"Wah, Pakde, maaf ya, aku nggak bisa lama menemani. Sebatang rokok dan secangkir kopi saja cukup ya," katanya sambil tersenyum.
Aku tertawa kecil. "Lah, kamu nggak datang juga nggak apa-apa.aku kesini khan bukan mau ketemu kamu "
"Nggaklah, Pakde. Saya kan sudah janji. Kalau ke sini, harus ketemu Pakde. Kemarin ada undangan rapat koordinasi pendamping. Perjalanan saya cukup jauh, jadi ya, cuma bisa sebentar."
Yang penting, katanya, dia ingin memastikan aku.. Dengan cekatan, dia mengeluarkan ponsel. "Pakde, kita foto bareng dulu, ya, biar aku pamer ke teman-teman," katanya sambil tertawa.
Setelah beberapa jepretan, aku menggoda, "Kamu pendamping kok masih konvensional gitu? Masak rapat koordinasi harus ketemuan fisik. Nggak bisa online aja, apa?"
Dia tersenyum lebar. "Pakde ini, ya. Memang sih, rapat kerja secara online itu lebih hemat waktu dan biaya perjalanan, lebih efisien, komunikasi lebih mudah, dan mengurangi risiko. Tapi..."
"Lah, kok masih pakai 'tapi'? Nggak malu sama warga desa dampingan yang sudah serba digital? Kabupaten ini kan masuk lokus desa cerdas," selorohku.
Dia tertawa kecil, lalu mengangguk setuju. "Iya, Pakde. Online itu sebenarnya bisa jadi contoh nyata buat warga desa. Bisa mendorong mereka mengimplementasikan desa digital. Tapi ya, belum semua nyaman dengan cara itu."
Ibu Darmi, yang dari tadi mendengarkan, tiba-tiba nimbrung. "Saya saja kalau rapat jumantik, urusan jentik nyamuk itu, pakai WA conference, Mas."

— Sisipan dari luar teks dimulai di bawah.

PR #282, opened 2024-02-22
[ENG-733] fix: process.env.variable reference

dionlow:
### bug
process is always undefined, current fix breaks local server development. 

### solution
we add try catch block to read env or return prod url if evaluation fails. not tested in embedded client yet.

### DIFF
--- a/src/services/api.ts
+++ b/src/services/api.ts
@@ -35,15 +35,12 @@ import { ApiService } from './ApiService';
    *
    * */
 const VERSION = 'v1';
+const prodEndpoint = 'https://api.withampersand.com';
 
 function getApiEndpoint(): string {
-  const prodEndpoint = 'https://api.withampersand.com';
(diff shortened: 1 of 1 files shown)


src/services/api.ts
```diff
@@ -35,15 +35,12 @@ import { ApiService } from './ApiService';
    *
    * */
 const VERSION = 'v1';
+const prodEndpoint = 'https://api.withampersand.com';
 
 function getApiEndpoint(): string {
-  const prodEndpoint = 'https://api.withampersand.com';
+  const ENV_SERVER = process.env.REACT_APP_AMP_SERVER || 'prod';
```
RajatPawar, line 41: If `process` is undefined, won't this error out?

dionlow: sorry, yeah i forgot to remove review since realized this will still be an issue offline. updated with try catch block.

RajatPawar (approved):

PR #287, opened 2024-02-26
 [ENG-654] feat: add proxy only create installation request

dionlow:
BLOCKED: [ENG-742]

### Summary 
Part 3 of the proxy only action [ENG-654]. This PR builds on top of conditional proxy layout and now will send a createInstallation request for proxy only actions.
- update isProxyOnly control logic
- refactor create installation reducer for read, write, and proxy

#### demo
proxy-success-demo

#### Progress
1. ~~add conditional layout render for proxy support (base PR)~~
2. ~~add the `SuccessTextBox`~~
3. **add control logic for only proxy present**
4. **add the createInstallation call**

#### Followup
while proxy only actions are functional with PR... 
- proxy only error create case is not handle UI wise, only console.error is put in. 
- refactor: we see that reducer logic can be pulled out more in updateInstallation as well to not duplicate across all actions i.e. (read, write, proxy, etc). 
- create/update proxy installation is also not supported if enabled with other read/write action types.


src/components/Configure/actions/createInstallationReducer.ts
```diff
@@ -0,0 +1,49 @@
+import {
```
dionlow, line 1: this reducer is refactored into it's own file to be re-used in other actions.

src/components/Configure/layout/ConditionalProxyLayout/hasDisqualifyingKey.ts
```diff
@@ -0,0 +1,17 @@
+/**
+ * given a list of keys and disqualifying keys,
+ * return true if any of the disqualifying keys are found in the list of keys
+ * @param keys
+ * @param disqualifyingKeys
+ * @returns
+ */
+export function hasDisqualifyingKey(keys: string[], disqualifyingKeys: string[]): boolean {
+  return keys.reduce((hasDisqualifying: boolean, key: string) => {
```
laurenzlong, line 9: nit : I personally find it confusing to use `reduce` when there isn't a need to accumulate an intermediate result. This function would be more readable if implemented with `forEach` but that's just my opinion.

src/components/Configure/layout/ConditionalProxyLayout/hasDisqualifyingKey.ts
```diff
@@ -0,0 +1,17 @@
+/**
+ * given a list of keys and disqualifying keys,
+ * return true if any of the disqualifying keys are found in the list of keys
+ * @param keys
+ * @param disqualifyingKeys
+ * @returns
+ */
+export function hasDisqualifyingKey(keys: string[], disqualifyingKeys: string[]): boolean {
```
laurenzlong, line 8: This function can have a simpler name like `hasKeys` or `hasOverlap`. The fact that keys are disqualifying keys is not really relevant to the implementation this function, it just checks for whether the first set of strings contains something in the second set (in other words, whether the 2 arrays overlap/intersects). And if you rename it to be something more generic you can put it in `utils`, it might be useful for other components later.

src/components/Configure/layout/ConditionalProxyLayout/ConditionalProxyLayout.tsx
```diff
@@ -1,39 +1,68 @@
...
-  // // TMP remove read and write
-  // if (hydratedRevision) {
-  //   hydratedRevision.content.read = undefined;
-  //   hydratedRevision.content.write = undefined;
-  // }
+  const provider = hydratedRevision?.content?.provider;
 
-  const isProxy = !hydratedRevision?.content.read && !hydratedRevision?.content.write;
+  const actionKeys = Object.keys(hydratedRevision?.content || {});
+  const isProxyOnly: boolean = hasDisqualifyingKey(actionKeys, supportedNonProxyTypes);
```
laurenzlong, line 39: shouldn't this be the opposite? If the actionsKeys contains some non proxy types, then it is NOT proxy only.

src/components/Configure/layout/ConditionalProxyLayout/hasDisqualifyingKey.ts
laurenzlong: Or even simpler would be a one-liner

`return !!keys.find((key) => disqualifyingKeys.includes(key));`

laurenzlong (changes requested):

src/components/Configure/layout/ConditionalProxyLayout/ConditionalProxyLayout.tsx
dionlow: can change the naming; was named supported as ampersand support these non-proxy actions and this list would need to manually updated.

src/components/Configure/layout/ConditionalProxyLayout/hasDisqualifyingKey.ts
dionlow: updated function to be more generic.

src/components/Configure/layout/ConditionalProxyLayout/hasDisqualifyingKey.ts
dionlow: updated to be hasKeys

dionlow:
@laurenzlong - ready for re-review.

src/components/Configure/layout/ConditionalProxyLayout/ConditionalProxyLayout.tsx
```diff
@@ -1,39 +1,68 @@
...
-  // // TMP remove read and write
-  // if (hydratedRevision) {
-  //   hydratedRevision.content.read = undefined;
-  //   hydratedRevision.content.write = undefined;
-  // }
+  const provider = hydratedRevision?.content?.provider;
 
-  const isProxy = !hydratedRevision?.content.read && !hydratedRevision?.content.write;
+  const actionKeys = Object.keys(hydratedRevision?.content || {});
+  const isProxyOnly: boolean = hasKeys(actionKeys, nonProxyActionList);
```
laurenzlong, line 39: To clarify, my last comment wasn't about the naming, it's about the logic. This should be:

```
const isProxyOnly: boolean = !hasKeys(actionKeys, nonProxyActionList);
```

laurenzlong (changes requested):

src/components/Configure/layout/ConditionalProxyLayout/ConditionalProxyLayout.tsx
dionlow: could catch, thankfully this also helped find the other change with read & write keys.

dionlow:
Ready for review, but will not be confirm and merged until [ENG-742] is in.

laurenzlong (approved):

Mendengar itu, aku tertawa keras. "Nah, dengar tuh! Ibu jumantik aja sudah digital. Kamu ini, katanya pendamping profesional, kok masih tradisional begitu?"
Pecahlah tawa dia bersamaan dengan Bu Darmi. Sambil menunduk malu-malu, kawan aku berkata, "Pakde bikin aku malu aja."